(To do): Copy each line below that has "make".
*** Record set Section Begins ***
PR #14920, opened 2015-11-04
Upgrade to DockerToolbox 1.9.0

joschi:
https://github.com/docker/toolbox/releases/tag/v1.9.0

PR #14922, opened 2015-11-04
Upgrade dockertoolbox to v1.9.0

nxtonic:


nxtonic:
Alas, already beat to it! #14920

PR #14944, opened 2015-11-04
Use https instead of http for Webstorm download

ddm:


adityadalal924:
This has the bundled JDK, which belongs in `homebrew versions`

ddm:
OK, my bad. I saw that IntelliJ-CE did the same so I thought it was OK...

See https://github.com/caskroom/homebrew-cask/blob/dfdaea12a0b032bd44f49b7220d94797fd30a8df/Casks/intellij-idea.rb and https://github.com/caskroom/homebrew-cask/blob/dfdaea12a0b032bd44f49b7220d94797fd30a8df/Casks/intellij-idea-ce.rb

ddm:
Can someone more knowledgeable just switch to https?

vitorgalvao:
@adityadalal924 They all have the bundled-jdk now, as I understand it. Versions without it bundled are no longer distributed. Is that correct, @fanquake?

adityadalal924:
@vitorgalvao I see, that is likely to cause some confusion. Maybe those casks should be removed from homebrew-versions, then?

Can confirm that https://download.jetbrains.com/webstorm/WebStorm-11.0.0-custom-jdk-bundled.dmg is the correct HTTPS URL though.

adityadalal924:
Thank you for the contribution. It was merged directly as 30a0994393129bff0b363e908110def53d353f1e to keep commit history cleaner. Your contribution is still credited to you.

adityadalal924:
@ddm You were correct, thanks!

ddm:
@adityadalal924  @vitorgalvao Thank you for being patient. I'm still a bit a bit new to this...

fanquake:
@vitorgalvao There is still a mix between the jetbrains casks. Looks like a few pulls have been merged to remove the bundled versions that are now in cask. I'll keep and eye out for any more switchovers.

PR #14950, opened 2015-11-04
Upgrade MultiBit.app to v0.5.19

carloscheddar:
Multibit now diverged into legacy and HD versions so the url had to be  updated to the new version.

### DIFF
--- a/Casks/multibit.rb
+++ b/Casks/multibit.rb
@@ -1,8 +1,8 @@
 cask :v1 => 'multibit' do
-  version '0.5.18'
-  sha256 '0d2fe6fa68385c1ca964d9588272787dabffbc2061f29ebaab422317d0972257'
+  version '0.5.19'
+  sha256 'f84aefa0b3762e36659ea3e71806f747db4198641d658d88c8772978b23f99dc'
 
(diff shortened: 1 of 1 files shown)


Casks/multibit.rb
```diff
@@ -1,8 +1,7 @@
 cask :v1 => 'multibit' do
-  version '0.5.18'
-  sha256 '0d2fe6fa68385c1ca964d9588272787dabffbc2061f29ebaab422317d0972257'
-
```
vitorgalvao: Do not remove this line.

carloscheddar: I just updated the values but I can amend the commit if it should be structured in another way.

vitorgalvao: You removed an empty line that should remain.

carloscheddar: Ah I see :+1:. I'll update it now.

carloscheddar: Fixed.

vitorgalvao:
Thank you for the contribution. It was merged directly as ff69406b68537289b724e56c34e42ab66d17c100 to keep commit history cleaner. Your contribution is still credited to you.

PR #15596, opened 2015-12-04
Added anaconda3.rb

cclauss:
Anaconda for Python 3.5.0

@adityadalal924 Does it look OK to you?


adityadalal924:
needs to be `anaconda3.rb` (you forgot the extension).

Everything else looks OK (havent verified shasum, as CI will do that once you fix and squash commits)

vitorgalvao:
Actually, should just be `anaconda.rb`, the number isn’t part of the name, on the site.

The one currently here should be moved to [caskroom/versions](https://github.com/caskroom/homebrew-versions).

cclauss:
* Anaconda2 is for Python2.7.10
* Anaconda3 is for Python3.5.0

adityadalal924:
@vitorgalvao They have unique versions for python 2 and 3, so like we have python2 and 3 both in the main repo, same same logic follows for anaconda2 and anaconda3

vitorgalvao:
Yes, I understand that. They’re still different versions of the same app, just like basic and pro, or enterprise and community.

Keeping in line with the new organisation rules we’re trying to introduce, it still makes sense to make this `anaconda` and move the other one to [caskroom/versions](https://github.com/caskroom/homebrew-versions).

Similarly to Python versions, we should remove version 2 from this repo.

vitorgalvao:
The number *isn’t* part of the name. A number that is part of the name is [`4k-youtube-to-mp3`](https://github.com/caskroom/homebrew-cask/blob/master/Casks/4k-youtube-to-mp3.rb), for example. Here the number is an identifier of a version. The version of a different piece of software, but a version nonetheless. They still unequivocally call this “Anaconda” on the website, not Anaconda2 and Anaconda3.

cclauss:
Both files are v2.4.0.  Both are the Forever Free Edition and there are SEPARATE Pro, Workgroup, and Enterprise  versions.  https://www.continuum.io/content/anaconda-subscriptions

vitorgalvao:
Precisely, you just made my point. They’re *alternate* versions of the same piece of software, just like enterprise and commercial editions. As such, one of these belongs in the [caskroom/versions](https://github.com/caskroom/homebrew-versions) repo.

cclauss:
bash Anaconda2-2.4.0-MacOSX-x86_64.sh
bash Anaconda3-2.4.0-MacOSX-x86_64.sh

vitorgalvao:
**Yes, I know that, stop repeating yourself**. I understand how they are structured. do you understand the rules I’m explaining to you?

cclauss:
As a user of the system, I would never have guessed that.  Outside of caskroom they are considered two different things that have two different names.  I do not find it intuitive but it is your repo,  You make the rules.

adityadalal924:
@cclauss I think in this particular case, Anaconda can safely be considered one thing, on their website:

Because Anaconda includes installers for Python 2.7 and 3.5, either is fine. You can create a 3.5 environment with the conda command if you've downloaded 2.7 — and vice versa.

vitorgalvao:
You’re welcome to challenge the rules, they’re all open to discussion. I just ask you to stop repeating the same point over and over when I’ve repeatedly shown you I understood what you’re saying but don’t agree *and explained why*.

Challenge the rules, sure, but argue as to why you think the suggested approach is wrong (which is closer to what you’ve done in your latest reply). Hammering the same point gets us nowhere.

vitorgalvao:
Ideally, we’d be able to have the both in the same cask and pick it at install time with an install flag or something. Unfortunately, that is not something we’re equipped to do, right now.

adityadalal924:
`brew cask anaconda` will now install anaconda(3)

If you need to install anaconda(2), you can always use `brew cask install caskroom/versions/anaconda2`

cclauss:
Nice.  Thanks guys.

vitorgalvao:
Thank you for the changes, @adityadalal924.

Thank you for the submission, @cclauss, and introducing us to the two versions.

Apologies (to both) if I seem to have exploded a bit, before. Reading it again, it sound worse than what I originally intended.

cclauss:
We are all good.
*** Record set Section Ends ***
(Task solution):
Keeping in line with the new organisation rules we’re trying to introduce, it still makes sense to make this `anaconda` and move the other one to [caskroom/versions](https://github.com/caskroom/homebrew-versions).
As a user of the system, I would never have guessed that.  Outside of caskroom they are considered two different things that have two different names.  I do not find it intuitive but it is your repo,  You make the rules.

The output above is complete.